───── Given information
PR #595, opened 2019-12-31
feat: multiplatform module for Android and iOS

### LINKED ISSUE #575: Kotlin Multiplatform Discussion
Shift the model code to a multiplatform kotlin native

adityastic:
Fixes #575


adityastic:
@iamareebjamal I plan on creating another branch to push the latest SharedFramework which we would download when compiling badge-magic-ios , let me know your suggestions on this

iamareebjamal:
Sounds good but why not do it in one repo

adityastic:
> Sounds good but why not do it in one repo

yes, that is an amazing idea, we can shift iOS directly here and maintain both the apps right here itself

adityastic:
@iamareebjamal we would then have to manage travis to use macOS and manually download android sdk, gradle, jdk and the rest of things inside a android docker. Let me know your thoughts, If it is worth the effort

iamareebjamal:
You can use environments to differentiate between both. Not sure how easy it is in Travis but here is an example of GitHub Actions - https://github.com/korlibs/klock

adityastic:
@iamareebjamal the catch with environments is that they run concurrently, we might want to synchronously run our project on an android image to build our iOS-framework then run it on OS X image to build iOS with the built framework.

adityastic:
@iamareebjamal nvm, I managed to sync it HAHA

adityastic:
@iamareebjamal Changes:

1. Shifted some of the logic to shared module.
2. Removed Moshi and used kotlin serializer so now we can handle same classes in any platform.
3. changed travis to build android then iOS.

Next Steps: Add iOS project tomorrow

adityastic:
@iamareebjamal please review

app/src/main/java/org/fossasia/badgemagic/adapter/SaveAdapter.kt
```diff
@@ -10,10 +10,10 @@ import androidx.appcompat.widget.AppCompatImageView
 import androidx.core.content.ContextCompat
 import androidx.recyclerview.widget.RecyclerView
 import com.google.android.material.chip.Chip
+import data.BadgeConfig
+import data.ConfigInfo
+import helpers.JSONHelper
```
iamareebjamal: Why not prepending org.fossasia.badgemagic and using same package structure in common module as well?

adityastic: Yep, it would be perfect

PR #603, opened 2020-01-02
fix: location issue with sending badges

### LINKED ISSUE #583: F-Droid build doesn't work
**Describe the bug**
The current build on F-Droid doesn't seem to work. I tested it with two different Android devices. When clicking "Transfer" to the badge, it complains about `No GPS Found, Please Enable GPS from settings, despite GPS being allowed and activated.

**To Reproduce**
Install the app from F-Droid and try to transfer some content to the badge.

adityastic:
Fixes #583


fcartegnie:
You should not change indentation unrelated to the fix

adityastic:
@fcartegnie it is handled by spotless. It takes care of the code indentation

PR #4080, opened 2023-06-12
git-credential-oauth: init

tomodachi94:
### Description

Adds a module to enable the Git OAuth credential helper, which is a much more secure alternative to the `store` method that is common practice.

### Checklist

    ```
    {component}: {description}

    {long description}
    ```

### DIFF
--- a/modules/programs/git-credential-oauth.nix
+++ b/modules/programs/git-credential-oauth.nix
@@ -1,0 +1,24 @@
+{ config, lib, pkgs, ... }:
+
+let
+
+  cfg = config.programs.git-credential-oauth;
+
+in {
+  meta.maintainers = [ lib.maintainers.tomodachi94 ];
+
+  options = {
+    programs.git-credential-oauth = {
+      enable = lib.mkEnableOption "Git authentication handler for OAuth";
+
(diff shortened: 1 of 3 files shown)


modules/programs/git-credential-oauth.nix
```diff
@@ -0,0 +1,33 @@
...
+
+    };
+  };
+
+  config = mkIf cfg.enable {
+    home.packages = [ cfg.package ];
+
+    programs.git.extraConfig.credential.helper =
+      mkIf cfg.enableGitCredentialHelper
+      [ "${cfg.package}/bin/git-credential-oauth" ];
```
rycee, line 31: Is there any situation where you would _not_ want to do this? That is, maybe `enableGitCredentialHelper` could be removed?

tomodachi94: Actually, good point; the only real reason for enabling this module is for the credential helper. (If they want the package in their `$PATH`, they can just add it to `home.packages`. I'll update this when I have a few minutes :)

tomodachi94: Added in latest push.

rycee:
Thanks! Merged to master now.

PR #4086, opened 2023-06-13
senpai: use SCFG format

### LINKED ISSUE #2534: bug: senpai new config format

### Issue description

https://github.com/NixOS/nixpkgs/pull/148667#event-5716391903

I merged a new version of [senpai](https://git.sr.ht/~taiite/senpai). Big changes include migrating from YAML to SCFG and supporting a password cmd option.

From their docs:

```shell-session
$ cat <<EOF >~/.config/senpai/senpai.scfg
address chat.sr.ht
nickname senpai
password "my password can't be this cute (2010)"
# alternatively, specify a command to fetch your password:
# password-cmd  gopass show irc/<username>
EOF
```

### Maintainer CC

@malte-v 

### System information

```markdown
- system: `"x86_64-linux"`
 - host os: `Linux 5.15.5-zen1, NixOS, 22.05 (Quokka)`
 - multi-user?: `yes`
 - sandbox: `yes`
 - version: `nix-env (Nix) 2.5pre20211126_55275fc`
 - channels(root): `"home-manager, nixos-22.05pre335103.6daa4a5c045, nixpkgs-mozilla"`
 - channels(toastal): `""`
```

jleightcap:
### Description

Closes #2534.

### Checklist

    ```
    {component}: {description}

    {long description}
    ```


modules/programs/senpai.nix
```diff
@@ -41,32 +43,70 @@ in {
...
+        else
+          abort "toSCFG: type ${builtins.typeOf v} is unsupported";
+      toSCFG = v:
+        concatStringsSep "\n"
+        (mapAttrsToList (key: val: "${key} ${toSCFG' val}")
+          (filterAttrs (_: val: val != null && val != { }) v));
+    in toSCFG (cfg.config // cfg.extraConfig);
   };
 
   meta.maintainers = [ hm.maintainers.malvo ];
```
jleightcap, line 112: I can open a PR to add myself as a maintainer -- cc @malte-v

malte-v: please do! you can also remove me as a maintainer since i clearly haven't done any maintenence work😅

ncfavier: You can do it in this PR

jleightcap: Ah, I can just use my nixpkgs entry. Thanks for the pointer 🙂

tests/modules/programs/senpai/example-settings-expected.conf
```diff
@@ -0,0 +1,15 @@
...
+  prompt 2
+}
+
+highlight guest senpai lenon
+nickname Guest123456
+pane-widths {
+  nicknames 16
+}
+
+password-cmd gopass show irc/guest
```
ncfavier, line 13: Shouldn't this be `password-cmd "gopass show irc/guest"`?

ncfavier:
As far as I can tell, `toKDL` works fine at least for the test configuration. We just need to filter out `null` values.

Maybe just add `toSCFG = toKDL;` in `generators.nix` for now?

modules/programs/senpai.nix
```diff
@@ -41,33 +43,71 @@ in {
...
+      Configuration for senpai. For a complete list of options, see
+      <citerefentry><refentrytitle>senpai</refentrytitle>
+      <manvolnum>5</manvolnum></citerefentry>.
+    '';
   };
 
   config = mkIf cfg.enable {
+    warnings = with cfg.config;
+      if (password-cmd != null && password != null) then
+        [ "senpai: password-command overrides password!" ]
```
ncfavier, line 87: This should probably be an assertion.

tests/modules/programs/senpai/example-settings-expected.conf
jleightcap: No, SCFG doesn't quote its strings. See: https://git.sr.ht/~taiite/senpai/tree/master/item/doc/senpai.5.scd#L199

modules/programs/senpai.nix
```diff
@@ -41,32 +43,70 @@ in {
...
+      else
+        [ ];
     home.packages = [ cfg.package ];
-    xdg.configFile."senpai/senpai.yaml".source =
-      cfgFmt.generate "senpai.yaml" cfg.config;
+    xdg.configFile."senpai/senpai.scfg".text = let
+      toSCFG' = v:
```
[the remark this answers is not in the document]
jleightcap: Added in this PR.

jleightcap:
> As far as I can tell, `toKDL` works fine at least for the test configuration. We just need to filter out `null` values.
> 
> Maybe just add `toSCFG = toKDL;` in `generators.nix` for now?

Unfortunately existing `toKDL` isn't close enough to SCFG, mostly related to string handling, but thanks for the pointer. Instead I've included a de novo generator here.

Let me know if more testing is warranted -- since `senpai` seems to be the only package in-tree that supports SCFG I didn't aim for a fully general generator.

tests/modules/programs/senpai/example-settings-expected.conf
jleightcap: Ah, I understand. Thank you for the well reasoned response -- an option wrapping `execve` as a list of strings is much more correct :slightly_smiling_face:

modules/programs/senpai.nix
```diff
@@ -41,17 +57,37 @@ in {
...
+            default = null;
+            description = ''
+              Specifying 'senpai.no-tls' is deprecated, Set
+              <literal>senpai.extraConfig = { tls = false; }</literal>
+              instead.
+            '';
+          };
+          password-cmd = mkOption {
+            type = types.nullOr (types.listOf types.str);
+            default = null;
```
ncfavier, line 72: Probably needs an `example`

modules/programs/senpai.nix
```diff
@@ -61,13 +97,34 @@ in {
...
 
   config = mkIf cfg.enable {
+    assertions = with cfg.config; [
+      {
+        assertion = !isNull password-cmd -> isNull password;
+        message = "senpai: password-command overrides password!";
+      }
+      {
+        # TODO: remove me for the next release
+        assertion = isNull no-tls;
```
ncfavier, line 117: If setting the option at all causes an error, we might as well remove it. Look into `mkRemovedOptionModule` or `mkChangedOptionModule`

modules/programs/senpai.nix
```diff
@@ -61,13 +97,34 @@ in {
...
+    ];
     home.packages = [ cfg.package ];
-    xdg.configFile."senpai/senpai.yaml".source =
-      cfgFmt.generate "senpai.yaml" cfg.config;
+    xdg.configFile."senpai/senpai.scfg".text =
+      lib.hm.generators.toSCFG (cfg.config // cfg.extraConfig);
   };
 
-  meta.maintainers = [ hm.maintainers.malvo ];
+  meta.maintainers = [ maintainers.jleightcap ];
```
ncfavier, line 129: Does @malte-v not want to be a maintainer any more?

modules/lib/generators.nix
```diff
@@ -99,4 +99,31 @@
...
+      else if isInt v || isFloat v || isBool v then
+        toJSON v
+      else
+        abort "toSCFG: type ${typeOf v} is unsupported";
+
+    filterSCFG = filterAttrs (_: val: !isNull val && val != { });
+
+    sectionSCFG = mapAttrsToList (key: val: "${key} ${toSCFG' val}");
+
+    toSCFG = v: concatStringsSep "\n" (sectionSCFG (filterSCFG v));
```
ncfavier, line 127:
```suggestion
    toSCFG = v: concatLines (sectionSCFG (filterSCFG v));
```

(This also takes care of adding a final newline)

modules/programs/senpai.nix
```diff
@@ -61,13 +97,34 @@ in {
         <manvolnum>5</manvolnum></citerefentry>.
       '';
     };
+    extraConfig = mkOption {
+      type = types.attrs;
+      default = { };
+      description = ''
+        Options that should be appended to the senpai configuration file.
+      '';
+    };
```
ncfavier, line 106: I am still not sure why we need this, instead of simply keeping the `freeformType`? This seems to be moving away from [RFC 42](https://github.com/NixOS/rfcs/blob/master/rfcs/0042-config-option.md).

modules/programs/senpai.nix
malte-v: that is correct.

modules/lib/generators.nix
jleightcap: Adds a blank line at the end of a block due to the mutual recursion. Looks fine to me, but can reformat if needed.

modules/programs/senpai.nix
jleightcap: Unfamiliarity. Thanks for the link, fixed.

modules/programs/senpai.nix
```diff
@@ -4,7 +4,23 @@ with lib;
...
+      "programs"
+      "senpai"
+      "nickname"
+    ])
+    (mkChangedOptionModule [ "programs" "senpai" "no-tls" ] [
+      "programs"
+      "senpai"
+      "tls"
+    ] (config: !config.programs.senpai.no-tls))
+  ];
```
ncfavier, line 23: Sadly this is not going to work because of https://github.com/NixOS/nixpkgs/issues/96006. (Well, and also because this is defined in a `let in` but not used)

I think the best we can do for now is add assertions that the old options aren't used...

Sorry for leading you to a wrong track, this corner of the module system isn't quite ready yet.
──────────
> Task description
Using the word "badgemagic" as the filter, copy each matching line from the material.

> Reply to the exercise
app/src/main/java/org/fossasia/badgemagic/adapter/SaveAdapter.kt
iamareebjamal: Why not prepending org.fossasia.badgemagic and using same package structure in common module as well?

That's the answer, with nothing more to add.